- _What you will do_:
Down to the final character, output the records below as they stand.

Content starts

PR #93, opened 2017-01-08
Groups feature spec

T-Dnzt:
[Related Issue: #74](https://github.com/greencommons/commons/issues/74)

This pull request adds acceptance/feature tests for the group management system. The following are being tested with the four tests included in this PR:

## Group Management

- [x] `scenario 'users can create a group'`
- [x] `scenario 'users can update a group'`
- [x] `scenario 'users can add members'`
- [x] `scenario 'users can remove members'`
- [x] `scenario 'users can make other members admins'`
- [x] `scenario 'users can remove admin from other members'`

## Group Interactions

- [x] Non-members can join an existing group
- [x] Ensure that regular members (not admin) can't edit group
- [x] Ensure that members can leave a group
- [x] Ensure that non-admin members can't edit members list

Two HTML tags were added in the form to add new members to a group in order to make testing it easier.


spec/feature/user_manage_groups_spec.rb
```diff
@@ -0,0 +1,81 @@
+require 'rails_helper'
+
+RSpec.feature 'Managing groups' do
+  scenario 'users can create a group' do
+    feature_login
+    group = build(:group)
+
+    click_link 'Create Group'
```
ptrikutam: Strange that you don't have to click on the plus sign first and this works. Do you know why that is?

T-Dnzt: The `Create Group` link is inside a hidden `div`, but it's still present on the HTML page which is why Capybara can locate it anyway.

T-Dnzt:
I can add these tests, sure! I wanted to avoid adding too many acceptance tests to keep the suite fast, but as you said in the other PR, it's still fast enough for now. We can always speed things up later if needed.

Issue #98, opened 2017-01-09
Search Results Page


ptrikutam:
We want to build out the Search results page: https://invis.io/BH8GKH38D#/185307864_SEARCH

This will involve a few different things:

- [x] Taking the search term entered and searching across `Group`, `Resource`, and `List` to begin with. The search page should return a list of all items combined together.
- [x] If they don't already exist, we need to create summary cards for different search result items.
- [x] Building out the left-hand filter list. We should discuss what types of filters actually belong in this section. At the minimum, we should be able to filter by Group, Resource, and List.
- [x] Allow sorting by Date or "Relevance" (see "Stackscore / Relevancy" below)
- [x] Ensure we can paginate search results

## Stackscore / Relevancy

@dweinberger wants to assign a "Stackscore" or "Relevancy" number to every search result we get. This can be a number between 0 and 100 or something similar, but ultimately is a "smart" determination of what an item's relevancy is to what you've searched for. Initially, we can make this very simple, but we should build a stub or foundation to expand and make this more sophisticated as we go along. I'm happy to walk through this via a audio / video chat.

## "You may also like"

Not pictured in the wireframes, we want to include a small section below the search results that provides suggestions on other things a user may be interested in. Initially, we can keep it simple, and the recommendations can be rather uninteresting, but it'd be good to set up a way to see "related items" based on a search term or an actual object in the database. This is somewhat similar in idea to "Stackscore / Relevancy," so it's worth discussing what makes sense here.

**NOTE**: This is a rather large task, so if it makes sense, feel free to break this up into smaller issues and re-order as you see fit.

T-Dnzt:
I guess we can close this issue :) If I forgot anything, let me know!

PR #106, opened 2017-01-13
Setup ES indices for Groups and Lists

T-Dnzt:
Related issue: #98 

> Taking the search term entered and searching across Group, Resource, and List to begin with. The search page should return a list of all items combined together.

This pull request turns `Group` and `List` into models indexed with ElasticSearch. The logic was extracted from the `Resource` model and moved into a concern (`Indexable`) for easy reuse. 

New rake tasks were also added to reset/create the indices for the new models (with a fallback if the `Model.import` method fails). 

Finally, the tests checking if a model is correctly indexed on `create` / `delete` were moved into a shared example and included in each of the models mentioned above.

### DIFF
--- a/lib/tasks/elasticsearch.rake
+++ b/lib/tasks/elasticsearch.rake
@@ -1,15 +1,42 @@
 namespace :elasticsearch do
-  desc 'Deletes the "resource" index and regenerates it with all records currently in Resource'
-  task reset_resource_index: :environment do
+
+  def reset_index(klass)
     client = Elasticsearch::Client.new(
       url: ENV.fetch('BONSAI_URL', 'http://localhost:9200'), log: true
     )
 
-    if client.indices.exists? index: Resource.index_name
-      client.indices.delete index: Resource.index_name
+    if client.indices.exists? index: klass.index_name
+      client.indices.delete index: klass.index_name
     end
 
-    Resource.__elasticsearch__.create_index!
-    Resource.import
+    klass.__elasticsearch__.create_index!
+
+    begin
+      klass.import
+    rescue Faraday::ConnectionFailed => e
+      ap e
+      ap 'Indexing records one at a time...'
+      klass.all.each { |r| r.__elasticsearch__.index_document }
+    end
+  end
+
+  desc 'Deletes the "resource", "group" and "list" indices and regenerates it with all records'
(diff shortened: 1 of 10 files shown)


lib/tasks/elasticsearch.rake
```diff
@@ -1,15 +1,41 @@
...
+      client.indices.delete index: klass.index_name
     end
 
-    Resource.__elasticsearch__.create_index!
-    Resource.import
+    klass.__elasticsearch__.create_index!
+
+    begin
+      klass.import
+    rescue Faraday::ConnectionFailed => e
```
ptrikutam: Interesting. Is Faraday used to connect to ES?

Does indexing one at a time resolve this? More curious than anything else.

lib/tasks/elasticsearch.rake
```diff
@@ -1,15 +1,41 @@
...
+      ap e
+      ap 'Indexing records one at a time...'
+      klass.all.each { |r| r.__elasticsearch__.index_document }
+    end
+  end
+
+  desc 'Deletes the "resource", "group" and "list" indices and regenerates it with all records'
+  task reset_all_indices: :environment do
+    [Resource, Group, List].each { |klass| reset_index(klass) }
```
ptrikutam: 👏

spec/models/list_spec.rb
```diff
@@ -17,4 +17,31 @@
     it { is_expected.to belong_to(:owner) }
     it { is_expected.to have_and_belong_to_many(:resources) }
   end
+
+  describe 'Callbacks' do
```
ptrikutam: Do we still need this if we have the shared examples for "indexable"?

lib/tasks/elasticsearch.rake
T-Dnzt: Yes, Faraday is used to make the HTTP calls to interact with Elastic Search. Indexing one at a time seems totally fine. This was a quick fix until we've had more time to investigate the issue (and if it's even worth our time).

spec/models/list_spec.rb
T-Dnzt: No indeed, I thought I removed it but apparently I forgot. Will fix that.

Content ends

- _Expected answer_:
PR #93, opened 2017-01-08
Groups feature spec

T-Dnzt:
[Related Issue: #74](https://github.com/greencommons/commons/issues/74)

This pull request adds acceptance/feature tests for the group management system. The following are being tested with the four tests included in this PR:

## Group Management

- [x] `scenario 'users can create a group'`
- [x] `scenario 'users can update a group'`
- [x] `scenario 'users can add members'`
- [x] `scenario 'users can remove members'`
- [x] `scenario 'users can make other members admins'`
- [x] `scenario 'users can remove admin from other members'`

## Group Interactions

- [x] Non-members can join an existing group
- [x] Ensure that regular members (not admin) can't edit group
- [x] Ensure that members can leave a group
- [x] Ensure that non-admin members can't edit members list

Two HTML tags were added in the form to add new members to a group in order to make testing it easier.


spec/feature/user_manage_groups_spec.rb
```diff
@@ -0,0 +1,81 @@
+require 'rails_helper'
+
+RSpec.feature 'Managing groups' do
+  scenario 'users can create a group' do
+    feature_login
+    group = build(:group)
+
+    click_link 'Create Group'
```
ptrikutam: Strange that you don't have to click on the plus sign first and this works. Do you know why that is?

T-Dnzt: The `Create Group` link is inside a hidden `div`, but it's still present on the HTML page which is why Capybara can locate it anyway.

T-Dnzt:
I can add these tests, sure! I wanted to avoid adding too many acceptance tests to keep the suite fast, but as you said in the other PR, it's still fast enough for now. We can always speed things up later if needed.

Issue #98, opened 2017-01-09
Search Results Page


ptrikutam:
We want to build out the Search results page: https://invis.io/BH8GKH38D#/185307864_SEARCH

This will involve a few different things:

- [x] Taking the search term entered and searching across `Group`, `Resource`, and `List` to begin with. The search page should return a list of all items combined together.
- [x] If they don't already exist, we need to create summary cards for different search result items.
- [x] Building out the left-hand filter list. We should discuss what types of filters actually belong in this section. At the minimum, we should be able to filter by Group, Resource, and List.
- [x] Allow sorting by Date or "Relevance" (see "Stackscore / Relevancy" below)
- [x] Ensure we can paginate search results

## Stackscore / Relevancy

@dweinberger wants to assign a "Stackscore" or "Relevancy" number to every search result we get. This can be a number between 0 and 100 or something similar, but ultimately is a "smart" determination of what an item's relevancy is to what you've searched for. Initially, we can make this very simple, but we should build a stub or foundation to expand and make this more sophisticated as we go along. I'm happy to walk through this via a audio / video chat.

## "You may also like"

Not pictured in the wireframes, we want to include a small section below the search results that provides suggestions on other things a user may be interested in. Initially, we can keep it simple, and the recommendations can be rather uninteresting, but it'd be good to set up a way to see "related items" based on a search term or an actual object in the database. This is somewhat similar in idea to "Stackscore / Relevancy," so it's worth discussing what makes sense here.

**NOTE**: This is a rather large task, so if it makes sense, feel free to break this up into smaller issues and re-order as you see fit.

T-Dnzt:
I guess we can close this issue :) If I forgot anything, let me know!

PR #106, opened 2017-01-13
Setup ES indices for Groups and Lists

T-Dnzt:
Related issue: #98 

> Taking the search term entered and searching across Group, Resource, and List to begin with. The search page should return a list of all items combined together.

This pull request turns `Group` and `List` into models indexed with ElasticSearch. The logic was extracted from the `Resource` model and moved into a concern (`Indexable`) for easy reuse. 

New rake tasks were also added to reset/create the indices for the new models (with a fallback if the `Model.import` method fails). 

Finally, the tests checking if a model is correctly indexed on `create` / `delete` were moved into a shared example and included in each of the models mentioned above.

### DIFF
--- a/lib/tasks/elasticsearch.rake
+++ b/lib/tasks/elasticsearch.rake
@@ -1,15 +1,42 @@
 namespace :elasticsearch do
-  desc 'Deletes the "resource" index and regenerates it with all records currently in Resource'
-  task reset_resource_index: :environment do
+
+  def reset_index(klass)
     client = Elasticsearch::Client.new(
       url: ENV.fetch('BONSAI_URL', 'http://localhost:9200'), log: true
     )
 
-    if client.indices.exists? index: Resource.index_name
-      client.indices.delete index: Resource.index_name
+    if client.indices.exists? index: klass.index_name
+      client.indices.delete index: klass.index_name
     end
 
-    Resource.__elasticsearch__.create_index!
-    Resource.import
+    klass.__elasticsearch__.create_index!
+
+    begin
+      klass.import
+    rescue Faraday::ConnectionFailed => e
+      ap e
+      ap 'Indexing records one at a time...'
+      klass.all.each { |r| r.__elasticsearch__.index_document }
+    end
+  end
+
+  desc 'Deletes the "resource", "group" and "list" indices and regenerates it with all records'
(diff shortened: 1 of 10 files shown)


lib/tasks/elasticsearch.rake
```diff
@@ -1,15 +1,41 @@
...
+      client.indices.delete index: klass.index_name
     end
 
-    Resource.__elasticsearch__.create_index!
-    Resource.import
+    klass.__elasticsearch__.create_index!
+
+    begin
+      klass.import
+    rescue Faraday::ConnectionFailed => e
```
ptrikutam: Interesting. Is Faraday used to connect to ES?

Does indexing one at a time resolve this? More curious than anything else.

lib/tasks/elasticsearch.rake
```diff
@@ -1,15 +1,41 @@
...
+      ap e
+      ap 'Indexing records one at a time...'
+      klass.all.each { |r| r.__elasticsearch__.index_document }
+    end
+  end
+
+  desc 'Deletes the "resource", "group" and "list" indices and regenerates it with all records'
+  task reset_all_indices: :environment do
+    [Resource, Group, List].each { |klass| reset_index(klass) }
```
ptrikutam: 👏

spec/models/list_spec.rb
```diff
@@ -17,4 +17,31 @@
     it { is_expected.to belong_to(:owner) }
     it { is_expected.to have_and_belong_to_many(:resources) }
   end
+
+  describe 'Callbacks' do
```
ptrikutam: Do we still need this if we have the shared examples for "indexable"?

lib/tasks/elasticsearch.rake
T-Dnzt: Yes, Faraday is used to make the HTTP calls to interact with Elastic Search. Indexing one at a time seems totally fine. This was a quick fix until we've had more time to investigate the issue (and if it's even worth our time).

spec/models/list_spec.rb
T-Dnzt: No indeed, I thought I removed it but apparently I forgot. Will fix that.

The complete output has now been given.